In the past few years, multicarboxylic acids and their derivatives have attracted increasing attention as an important class of ligands used for the synthesis of porous metal organic framework compounds (Eddaoudi et al. 2002; Eubank et al. 2011; Zhang et al. 2012). The acid molecule in the title compound, as a conformationally flexible V-shaped long bicarboxylate ligand, has been already used to synthesize entangled frameworks having both polyrotaxane and polycatenane characteristics that also achieve different topological structures in the entangled system (Cao et al. 2009a; Hu et al. 2013). Although there are crystal structure reports in the literature regarding the title multicarboxylic acid, no crystallographic study has been already performed on the ligand itself.

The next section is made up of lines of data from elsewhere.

Issue #885, opened 2024-11-07
Return error when `setConfig` GraphQL API is called when Giganto is running with local conf


sophie-cluml:
It is now returning `Ok(false)`. We need to return an error.

PR #886, opened 2024-11-07
Update `setConfig` GraphQL API

sophie-cluml:
Closes: #885

### DIFF
--- a/src/graphql/status.rs
+++ b/src/graphql/status.rs
@@ -180,8 +180,8 @@ impl ConfigMutation {
         let is_local = ctx.data::<bool>()?;
 
         if *is_local {
-            warn!("Config is local");
-            return Ok(false);
+            warn!("The request to the GraphQL API to change the configuration was ignored because this is running with a local configuration.");
+            return Err("Config is local".to_string().into());
         }
 
         let config_draft: Config = toml::from_str(&draft)?;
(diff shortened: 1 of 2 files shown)


src/graphql/status.rs
```diff
@@ -181,7 +181,7 @@ impl ConfigMutation {
 
         if *is_local {
             warn!("Config is local");
-            return Ok(false);
+            return Err("Config is local".to_string().into());
```
sehkone, line 184: The `Err` message is sufficiently clear to API users, but the warning message may not be as clear to those who see it among log messages. In fact, users attempting to set the config remotely is more significant than simply running with a local configuration. Since the API users themselves triggered this action, they don't need to be notified of it. However, those reviewing the log messages should be notified, as they may lack this context.

sophie-cluml: Elaboration is added.

src/graphql/status.rs
```diff
@@ -180,8 +180,8 @@ impl ConfigMutation {
         let is_local = ctx.data::<bool>()?;
 
         if *is_local {
-            warn!("Config is local");
-            return Ok(false);
+            warn!("Configuration set GraphQL API request disregarded: Giganto is running with a local configuration, so the request to set the configuration is disregarded.");
```
sehkone, line 183: I suggest the following to clarify the message:

The request to the GraphQL API to change the configuration was ignored because this is running with a local configuration.

sophie-cluml: Done

sehkone (approved):

Issue #896, opened 2024-11-15
Add GraphQL API to provide raw events in csv format


kimhanbeom:
Whenever a new protocol is added, we have to modify the code to display it in the UI, and to minimize this modification,  we need to add a GraphQL API that provides the raw events of network/sysmon protocols as a csv-formatted string.
(See UI repository issue 745 for more details)

PR #897, opened 2024-11-18
Add GraphQL API `csvFormattedRawEvents`

kimhanbeom:
- Add GraphQL API `csvFormattedRawEvents` that returns the values of raw events of the request protocol in csv format String.

Close: #896

### DIFF
--- a/CHANGELOG.md
+++ b/CHANGELOG.md
@@ -7,6 +7,11 @@ Versioning](https://semver.org/spec/v2.0.0.html).
 
 ## [Unreleased]
 
+### Added
+
+- Added GraphQL API `csvFormattedRawEvents` that returns the values of raw
+  events of the request protocol in csv format String, delimited by tab.
+
 ### Changed
 
 - Remote configuration is no longer stored in a temporary file, nor does it
@@ -22,7 +27,7 @@ Versioning](https://semver.org/spec/v2.0.0.html).
     family. Running this version of Giganto will migrate the existing data in
     `sources` column familiy to `sensors` column family.
   - The `sources` GraphQL API is renamed to `sensors`.
-  - The `sourceId` field in the `export` GraphQL API  is renamed to `sensorId`.
+  - The `sourceId` field in the `export` GraphQL API is renamed to `sensorId`.
   - The `source` field in the filter parameters of all GraphQL APIs is changed
     to `sensor`.
 
--- a/src/graphql/log.rs
+++ b/src/graphql/log.rs
@@ -1,7 +1,10 @@
 #[cfg(test)]
 mod tests;
 
-use std::{fmt::Debug, net::IpAddr};
+use std::{
+    fmt::{Debug, Display},
+    net::IpAddr,
+};
 
 use anyhow::anyhow;
 use async_graphql::{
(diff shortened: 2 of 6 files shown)


syncpark (approved):

sehkone:
@kimhanbeom @syncpark 

As I posted in the number 71 of our discussions, we need to restrict the term "log" to mean only the log message that our software generate. The external data must be not referred the term "log" to avoid confusion.

src/graphql/log.rs
```diff
@@ -1,33 +1,58 @@
...
 
 #[derive(Default)]
 pub(super) struct LogQuery;
 
+#[allow(clippy::module_name_repetitions)]
+#[derive(InputObject, Serialize)]
+struct CsvFilter {
+    protocol: String,
+    timestamps: Vec<DateTime<Utc>>,
+    source: String,
```
sophie-cluml, line 53: I think this can be sensor instead.

kimhanbeom: sensor is correct, so I fixed it.

CHANGELOG.md
```diff
@@ -7,6 +7,11 @@ Versioning](https://semver.org/spec/v2.0.0.html).
 
 ## [Unreleased]
 
+### Added
+
+- Added GraphQL API `csvFormattedRawEvents` that returns the values of raw
+  events of the request protocol in csv format String.
```
sophie-cluml, line 13: I think it would be worth describing that the delimiter is tab, not comma, such as "the request protocol in csv format string, delimited by tab." Other than this point, I think this PR is good to be merged.

sophie-cluml (approved):

sehkone:
@sophie-cluml @kimhanbeom 

Why would you use tab instead of comma?

kimhanbeom:
@sehkone 
In the current UI, we are outputting raw events (network, sysmon) using tab as a delimiter (using the display trait). The return value of `csvFormattedRawEvents` should also be in the same format as output by the existing UI, so I used the same delimiter(tab) as in the UI.

sehkone:
> @sehkone In the current UI, we are outputting raw events (network, sysmon) using tab as a delimiter (using the display trait). The return value of `csvFormattedRawEvents` should also be in the same format as output by the existing UI, so I used the same delimiter(tab) as in the UI.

The crystal structure of the title compound is composed of 4,4'-(1,2-phenylenebis(methylene))bis(oxy)dibenzoic (dicarboxylic) acid and N,N-dimethylformamide and has monoclinic symmetry (space group: C2/c). The acid molecule adopts an E configuration, and contains a crystallographic C2 axis passing through the central benzene group (Fig. 1). The dihedral angles between the benzene rings are 45.44 (5)° and 54.53 (5)°, values which are significantly smaller than those in metal organic frameworks containing the acid molecules with an E configuration (where the acid molecule loses both protons from the carboxylic groups); for example, [Zn(1,2-BAB)(4,4'-bipy)1/2]n (4,4'-bipy = 4,4'-Bipyridine) and [Cd(1,2-BAB)2(phen)2]n (phen = 1,10-phenanthroline) the dihedral angles range from 58.2 (1)° to 70.9 (1)° and from 65.6 (1)° to 84.7 (1)°, respectively (Cao et al. 2009a,b).
In the crystal, the acid molecule are linked to the solvent molecules by a strong O—HO and a weak C—HO hydrogen bond [Table 1 (entries 1 and 4) and Fig. 1]. Besides, weak intermolecular C—H···O interactions link the adjacent acid molecules into a three-dimensional network [Table 1 (entries 2 and 3) and Fig 2].